Sectarian violence major challenge to Iraq's future
BAGHDAD, Iraq — A Sunni driver lures Shiites into a van by promising jobs — then blows it up, killing 53 people. Sunni gunmen spray bullets and grenades at shoppers, not caring that they include women and children. Shiite death squads roam Baghdad streets, singling out and slaughtering Sunnis.
The new unity government of Shiites, Sunnis and Kurds was supposed to bring Iraqis together. Instead, sectarian bloodletting is spiraling out of control.
In the last two days alone, more than 120 people were killed in two spectacular examples of Sunni-Shiite violence — 53 in the suicide van bombing Tuesday in Kufa and 50 in the massacre Monday in the market in Mahmoudiya.
Since then, at least 19 more have been slain in Mahmoudiya in what police say were reprisals for the market massacre.
American officials had hoped the unity government, which took office May 20, could curb sectarian attacks by promoting cooperation between the sects.
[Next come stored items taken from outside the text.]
PR #4760, opened 2017-09-26
Add support on testing html5 app through Browser Automation Atoms

chan1cyrus2:
HTML5 apps usually refocus on another element when keydown is triggered. Added an autofocus flag which changes the element to the latest active element.
Some HTML5 apps are rendered on TV which has a lightweight version of browsers. Some browser's feature might not be supported, some conditions are checked for unsupported features.

---
This change is [Reviewable](https://reviewable.io/reviews/seleniumhq/selenium/4760)

### DIFF
--- a/javascript/atoms/keyboard.js
+++ b/javascript/atoms/keyboard.js
@@ -491,7 +491,7 @@ bot.Keyboard.prototype.requiresKeyPress_ = function(key) {
       case bot.Keyboard.Keys.CONTEXT_MENU:
         return goog.userAgent.GECKO;
       default:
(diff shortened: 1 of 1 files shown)


juangj:
> HTML5 apps usually refocus on another element when keydown is triggered.

I'm not familiar with this claim. Can you show an example to help me understand what this means? Or, better yet, add a unit test that would illustrate the purpose of the new code.

AutomatedTester:
Thank you for your PR but I don't think this patch is what we want. It is better to refocus explicitly than implicitly

Issue #4591, opened 2017-08-28
support headless configuration for Firefox in selenium-webdriver package


mykmelez:
OS:  Windows, macOS, Linux
Selenium Version:  3.5.0
Browser:  Firefox
Browser Version:  56

Once Firefox supports headless mode on all three platforms (starting with Firefox 56, currently in beta and due to be released next month), the selenium-webdriver package should support configuring Firefox to run headlessly the same way it supports Chrome running headlessly, via a `headless()` method on the Firefox driver's _Options_ class, so that you can drive Firefox headlessly via:

```js
const { Builder } = require('selenium-webdriver');
const firefox = require('selenium-webdriver/firefox');
const driver = new Builder()
.forBrowser('firefox')
.setFirefoxOptions(new firefox.Options().headless())
.build();
```

(It would additionally be useful to be able to set the headless window's size via the equivalent of Chrome's `windowSize({width, height})` method.)

barancev:
This option should be added to all language binding.

barancev:
Implemented in Java binding by 38a5130ca52be0fa69632ee969ffa6846cfd25e7

franzliedke:
As far as I can tell, this is already possible with the Ruby bindings:

~~~ruby
options = Selenium::WebDriver::Firefox::Options.new(
  args: ['-headless']
)

Selenium::WebDriver.for :firefox, options: options
~~~

lmtierney:
@franzliedke yes it is most likely possible with all bindings, but this is asking for a shortcut without having to specify it in args

mykmelez:
Right, note that Chrome already supports this configuration in selenium-webdriver:

https://github.com/SeleniumHQ/selenium/blob/18660c422ee132e56835f5762a7bc20f7b025b9f/javascript/node/selenium-webdriver/chrome.js#L39-L51

And selenium-webdriver also provides an example script using it:

https://github.com/SeleniumHQ/selenium/blob/master/javascript/node/selenium-webdriver/example/chrome_headless.js

Although strangely the docs don't mention it:

http://seleniumhq.github.io/selenium/docs/api/javascript/module/selenium-webdriver/chrome_exports_Options.html

This issue is about doing the same for Firefox. It may be merely syntactic sugar, but it's useful nonetheless.

franzliedke:
Thanks for clarification. I sent a PR for the Ruby bindings: #4762.

lmtierney:
Added to python in 1d490b4

[...]

PR #4762, opened 2017-09-27
Add shortcut for enabling Firefox' headless mode

franzliedke:
This provides a dedicated API for enabling headless mode. This is already possible via adding command-line arguments.

See #4591.

Please comment on whether using `headless!` conforms with your conventions. :smile: 
Do we need a way to disable this feature as well? Since there is no `remove_argument`, I would not assume so...

### DIFF
--- a/rb/lib/selenium/webdriver/firefox/options.rb
+++ b/rb/lib/selenium/webdriver/firefox/options.rb
@@ -94,6 +94,18 @@ module Selenium
         end
 
         #
+        # Run Firefox in headless mode.
+        #
+        # @example Enable headless mode
+        #   options = Selenium::WebDriver::Firefox::Options.new
+        #   options.headless!
+        #
+
+        def headless!
+          add_argument '-headless'
+        end
+
+        #
         # Sets Firefox profile.
         #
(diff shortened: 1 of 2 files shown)


lmtierney:
LGTM, @p0deje ?

titusfortner:
I against this idea. I don't think we should add a special method for each browser argument.

franzliedke:
@titusfortner Apparently, this was requested and not shot down in #4591.

p0deje:
Java bindings also provide this, so even I agree with @titusfortner that we should not wrap every argument with custom method, I'm more concerned to make bindings API consistent to each other.

Thank you for contribution! Merged in a2a76345aea31969849bbda63a045c1bfd473149.

barancev:
headless is special :)

jimevans:
I’m not entirely sure I agree that “headless is special.” There is already a mechanism for passing arguments to a browser’s command line. There is no defensible reason to not include a type-safe switch for every command line argument of a browser, if an exception is made for one of them. I am perfectly happy with inconsistency between languages if that means the particular language binding’s API retains internal consistency.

It promised to disband the Shiite militias and persuade Sunni insurgents to lay down their arms, so that U.S. troops could go home.
But unity in parliament has not been translated into peace on the streets. Lawmakers elected on religiously based tickets find it difficult to restrain their constituents, whose lives are under constant threat by the rival religious group.
With the government unable to protect them, people put their trust in religious-based militias. The killings continue and the government loses respect with every mass killing. Instead of withdrawal, the top U.S. commander, Gen. George Casey, said last week that more U.S. troops may take to the streets if Iraqi forces cannot cope with the rising violence.
Prime Minister Nouri al-Maliki may yet be able to reverse the slide. But public confidence is waning. His much-heralded security plan for Baghdad — which includes 50,000 police and troops operating checkpoints and patrolling the capital — is widely perceived as a failure.
The United Nations reported Tuesday that nearly 6,000 civilians were slain across Iraq in May and June, a spike that coincided with rising sectarian attacks. The report said 2,669 civilians died in May and 3,149 in June — the first full month of the al-Maliki government.
U.S. officials blame much of the sectarian crisis on the legacy of Abu Musab al-Zarqawi, leader of al-Qaida in Iraq until he was killed in a U.S. airstrike June 7. The Jordanian-born al-Zarqawi considered Shiites heretics and collaborators with the Americans and sought to promote civil war by repeated attacks on Shiite civilians.
"Terrorists have adapted by exploiting Iraq's sectarian fault lines," U.S. Ambassador Zalmay Khalilzad told a Senate committee last week. "Sectarian violence has now become THE significant challenge to Iraq's future."